Instructions to follow |
When you reach the line with "### LINKED ISSUE" in the listing below, transcribe it and each line after it up to and including the line with "- Notice that", exactly and with nothing else.

——————

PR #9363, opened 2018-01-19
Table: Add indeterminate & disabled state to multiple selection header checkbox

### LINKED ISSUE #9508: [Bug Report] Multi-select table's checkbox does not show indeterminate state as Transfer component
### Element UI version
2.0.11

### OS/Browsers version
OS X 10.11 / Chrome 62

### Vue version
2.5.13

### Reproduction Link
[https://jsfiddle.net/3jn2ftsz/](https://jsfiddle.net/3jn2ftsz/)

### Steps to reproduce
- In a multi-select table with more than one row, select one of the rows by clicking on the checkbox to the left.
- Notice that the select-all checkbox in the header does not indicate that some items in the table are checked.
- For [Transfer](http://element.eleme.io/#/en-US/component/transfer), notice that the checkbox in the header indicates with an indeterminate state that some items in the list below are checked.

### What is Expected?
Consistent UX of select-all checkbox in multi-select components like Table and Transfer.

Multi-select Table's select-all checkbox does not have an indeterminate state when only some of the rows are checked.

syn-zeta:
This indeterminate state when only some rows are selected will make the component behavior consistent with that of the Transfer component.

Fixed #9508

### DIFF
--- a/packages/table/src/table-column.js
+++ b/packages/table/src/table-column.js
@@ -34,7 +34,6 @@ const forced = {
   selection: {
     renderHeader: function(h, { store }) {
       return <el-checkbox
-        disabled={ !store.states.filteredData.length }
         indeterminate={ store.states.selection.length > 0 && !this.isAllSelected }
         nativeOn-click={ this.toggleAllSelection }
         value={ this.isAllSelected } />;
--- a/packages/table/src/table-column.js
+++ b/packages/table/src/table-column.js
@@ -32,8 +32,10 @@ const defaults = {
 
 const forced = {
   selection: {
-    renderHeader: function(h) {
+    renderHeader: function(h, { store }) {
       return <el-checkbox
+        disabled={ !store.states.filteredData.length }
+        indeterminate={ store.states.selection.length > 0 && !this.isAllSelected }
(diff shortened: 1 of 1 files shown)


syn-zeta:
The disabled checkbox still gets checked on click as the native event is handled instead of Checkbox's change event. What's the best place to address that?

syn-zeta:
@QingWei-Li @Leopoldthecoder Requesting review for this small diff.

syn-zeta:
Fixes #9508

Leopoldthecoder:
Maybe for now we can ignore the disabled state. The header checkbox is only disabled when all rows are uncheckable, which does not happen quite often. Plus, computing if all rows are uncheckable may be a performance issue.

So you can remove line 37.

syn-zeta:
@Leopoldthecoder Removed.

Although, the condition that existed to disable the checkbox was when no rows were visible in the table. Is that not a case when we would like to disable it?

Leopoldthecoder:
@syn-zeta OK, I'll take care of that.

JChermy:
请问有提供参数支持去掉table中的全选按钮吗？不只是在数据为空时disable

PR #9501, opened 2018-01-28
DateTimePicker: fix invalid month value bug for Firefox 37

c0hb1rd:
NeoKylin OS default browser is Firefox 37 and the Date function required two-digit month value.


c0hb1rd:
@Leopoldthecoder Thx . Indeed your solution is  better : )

——————

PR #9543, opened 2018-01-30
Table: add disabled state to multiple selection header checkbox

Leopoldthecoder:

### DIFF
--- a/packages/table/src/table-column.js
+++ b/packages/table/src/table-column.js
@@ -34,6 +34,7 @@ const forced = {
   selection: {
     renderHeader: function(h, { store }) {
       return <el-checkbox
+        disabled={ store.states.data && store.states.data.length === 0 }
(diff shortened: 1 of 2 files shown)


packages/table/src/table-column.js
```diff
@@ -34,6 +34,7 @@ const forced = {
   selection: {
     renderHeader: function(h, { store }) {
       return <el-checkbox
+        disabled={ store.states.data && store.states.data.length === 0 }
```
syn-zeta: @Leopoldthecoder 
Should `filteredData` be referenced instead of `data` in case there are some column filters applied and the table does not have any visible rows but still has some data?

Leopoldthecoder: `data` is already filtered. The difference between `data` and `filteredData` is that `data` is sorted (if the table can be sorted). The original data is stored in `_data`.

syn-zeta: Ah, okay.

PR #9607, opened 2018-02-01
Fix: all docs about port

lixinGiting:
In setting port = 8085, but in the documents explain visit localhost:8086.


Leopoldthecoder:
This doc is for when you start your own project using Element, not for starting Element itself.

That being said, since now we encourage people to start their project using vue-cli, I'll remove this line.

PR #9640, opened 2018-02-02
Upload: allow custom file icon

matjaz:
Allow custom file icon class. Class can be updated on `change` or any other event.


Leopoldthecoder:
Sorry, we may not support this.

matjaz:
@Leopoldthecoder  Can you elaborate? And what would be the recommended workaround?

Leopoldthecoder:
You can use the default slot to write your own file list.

——————

Your response |
### LINKED ISSUE #9508: [Bug Report] Multi-select table's checkbox does not show indeterminate state as Transfer component
### Element UI version
2.0.11

### OS/Browsers version
OS X 10.11 / Chrome 62

### Vue version
2.5.13

### Reproduction Link
[https://jsfiddle.net/3jn2ftsz/](https://jsfiddle.net/3jn2ftsz/)

### Steps to reproduce
- In a multi-select table with more than one row, select one of the rows by clicking on the checkbox to the left.
- Notice that the select-all checkbox in the header does not indicate that some items in the table are checked.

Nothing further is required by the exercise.